# Fire HDX 8'9" 4G shipping



## Seamonkey (Dec 2, 2008)

And to be delivered tomorrow.

Wondering if many others have this coming?

Already wondering how I go about setting up the 4G, but I guess first I have to get it and set up the wifi, see if either of my Poetic covers will work for me, and if not, get in an order for something else, if there IS a cover that works with the camera and sleep/wake..


----------



## Brenda M. (Nov 26, 2008)

Me too!!! But I had two day shipping so mine says Wednesday.


----------



## Brenda M. (Nov 26, 2008)

looks like I will be getting mine tomorrow now!


----------



## Seamonkey (Dec 2, 2008)

They seem to delight in waiting until the last minute, mine spent 11 hours in the "US" then showed up in Louisville, KY, stayed for a couple of hours and then left that facility at 4:51pm.. not sure if that is their time or mine.

Meanwhile a sodastream I had ordered from Walmart, that was also supposed to arrive tomorrow.. well that arrived on Saturday.. I had JUST walked in the back door and the doorbell rang and there was the delvery guy, wanting a signature (ironic.. Walmart required a signature on a fifty some dollar item, Amazon has them drop and run with $600 items).

I said to the guy.. wow, if my appointment today hadn't been rescheduled, I would still be there.. they were supposed to deliver on Tuesday.  

He said, "we just like to surprise people by being early".  I pointed out that with a signature required, sometimes that doesn't work out so well..

Now when they have the drones (if they ever have them) maybe they can also home in on implanted beacons and just fly right to the person, wherever they are., just pop in like a fire lizard or Harry Potter's owl.


----------



## Toby (Nov 25, 2008)

LOL! I never thought about the Harry Potter/ Owl thing.   Hmm, should you tell Jeff Bezos that we want owls delivering our packages instead of drones?


----------



## Seamonkey (Dec 2, 2008)

Wow.. maybe it was an owl.. but my  Fire is nowin Ontario, CA!!!  Different county but much closer.

Mine says early delivery, originally the 11th, but I don't think it ever said the 11th and I started a free month of prime.. 

I guess the drones don't poop..


----------



## JimNS3K (Nov 16, 2011)

Mine was dropped off here at work this morning.

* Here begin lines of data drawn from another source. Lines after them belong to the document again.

Issue #597, opened 2024-06-26
Add GitHub Action to run `composer outdated` and `composer audit`


mrdavidburns:
We have noticed on some projects that Renovate is not picking up major version upgrades or we have pinned versions that are not getting new releases. We would like to have a GitHub action that we can run on a weekly or monthly basis so that anyone with access to the logs of that job can identify these packages then we can create tickets to get those packages updated.

mrdavidburns:
@justafish Yes, and we do have that configured for things like Drupal core major and point releases. 
I created this when reviewing all our LSM projects and was running those 2 commands to determine if anything was being missed. It doesn't take long to checkout the latest code and run these commands manually. I was thinking this could be helpful to avoid having to do that step, but agree it probably isn't needed for all projects using Drainpipe.

Closing.

YesCT:
There have been cases where renovate did not alert us. I'll share a slack link in our internal devops channel.

Issue #283, opened 2023-10-06
Faster composer_lock_diff without DDEV


beto-aveiga:
Not using DDEV to generate composer-lock-diff information was much faster in our tests.

### Time comparison (with and without DDEV)

The difference was from 4 minutes to 30 seconds.

![image](https://github.com/Lullabot/drainpipe/assets/3916979/012eeecf-e425-4ac4-89c5-2111d0c790b4)

### The code

This is the code we are using for that workflow:

```
name: "Composer Lock Diff"

on:
  pull_request:
    branches:
      # List target branches, not source branches.
      - '*'

concurrency:
  group: ${{ github.workflow }}-${{ github.head_ref || github.run_id }}
  cancel-in-progress: true

jobs:
  Composer-Lock-Diff:
    # Lock Ubuntu to always get PHP 8.1
    # See: https://github.com/shivammathur/setup-php#github-hosted-runners
    runs-on: ubuntu-22.04
    permissions:
      contents: read
      pull-requests: write

    steps:
      - uses: actions/checkout@v3
        with:
          ref: ${{ github.event.pull_request.base.ref }}

      - uses: actions/checkout@v3
        with:
          fetch-depth: 2

      - name: Set environment variables
        run: |
          echo "PR_NUMBER=$(echo $GITHUB_REF | awk 'BEGIN { FS = "/" } ; { print $3 }')" >> $GITHUB_ENV

      - name: Install Composer
        run: |
          php --run "copy('https://getcomposer.org/installer', 'composer-setup.php');"
          php composer-setup.php --filename=composer --version=2.5.8
          php --run "unlink('composer-setup.php');"
          chmod +x composer
          mv composer /usr/local/bin/composer

      - name: Install dependencies
        run: composer install

      - name: Install composer lock diff
        run: composer global require davidrjonas/composer-lock-diff:^1.0

      - name: Get the ID of the last review (if any)
        run: |

          response=$(curl --location \
            --header "Accept: application/vnd.github+json" \
            --header "Authorization: Bearer ${{ secrets.GITHUB_TOKEN }}"\
            --header "X-GitHub-Api-Version: 2022-11-28" \
            https://api.github.com/repos/${{ github.repository }}/pulls/$PR_NUMBER/reviews)

          # LAST_REVIEW_ID won't be empty when we already have a review.
          # If so, we will update the review later, instead of creating one.
          github_action_reviews=$(echo "$response" | jq '.[] | select(.user.login == "github-actions[bot]")')
[...]

PR #636, opened 2024-08-07
Issue #112 #332: Seperate Security Checks and Replace Composer Lock Diff

### LINKED ISSUE #112: Separate out security checks from test:static

justafish:
Example: https://github.com/justafish/test-drainpipe/pull/1#discussion_r1706885265

Fixes #112, some of #597, #332, #318, and #283


composer.json
```diff
@@ -19,8 +19,8 @@
         "vlucas/phpdotenv": "^4|^5"
     },
     "require-dev": {
-        "composer/composer": "^2.7.7",
```
deviantintegral, line 22: Do we need to disable bumping in renovate?

scaffold/github/workflows/Security.yml
```diff
@@ -0,0 +1,86 @@
...
+
+      - name: Build Project
+        run: ddev composer install
+
+      - name: Run Security Checks
+        run: ddev task security composer_lock_diff_from=${{ github.base_ref }} composer_lock_diff=composer-lock-diff.md
+
+      - name: Publish Results
+        run: |
+          COMPOSER_LOCK_DIFF="<!-- composer-lock-diff -->
```
deviantintegral, line 51: Can we make this at least a shell command or a task, so we can run and test this outside of GitHub actions?

scaffold/github/workflows/Security.yml
```diff
@@ -0,0 +1,86 @@
+name: "Security"
```
deviantintegral, line 1: Forgive me if I’ve just missed the conversation, but last we discussed we thought we’d include this in the static check job to avoid the additional CI spin up costs of a separate ddev runner.

deviantintegral: Oh I misread this, we are at least combining two jobs together. 👍

scaffold/github/workflows/Security.yml
justafish: This part is all very GitHub actions specific and relies on variables set in the environment, so doesn't really make sense to be in a task

composer.json
justafish: maybe, I need to look into this some more - I wasn't able to install drainpipe-dev following our installation instructions with a fresh copy of Drupal. Just wanted to get the PR up in the meantime for some feedback.

justafish: this should be resolved now

README.md
```diff
@@ -391,7 +391,22 @@ They are composite actions which can be used in any of your workflows e.g.
 Tests can be run locally with [act](https://github.com/nektos/act):
 `act -P ubuntu-latest=ghcr.io/catthehacker/ubuntu:runner-latest -j Static-Tests`
 
-### Composer Lock Diff
+### Security
+```json
+"extra": {
+  "drainpipe": {
+    "github": ["Security"]
```
mrdavidburns, line 398: Nice!

mrdavidburns (approved):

Have it charging and will check it out a little this afternoon.


Jim


----------



## Brenda M. (Nov 26, 2008)

Mine is delivered, but alas I am at work. Will check it out this evening!!


----------



## Seamonkey (Dec 2, 2008)

Amazing.. didn't even ring the doorbell!!!  I just heard a very faint noise and sure enough, there was the package.  

I have something to do but will soon have it out and charging and will check out the Poetic covers to see if they work.


----------



## Seamonkey (Dec 2, 2008)

Hmm, lost a post, or didn't send as I must have gotten involved with the Fire..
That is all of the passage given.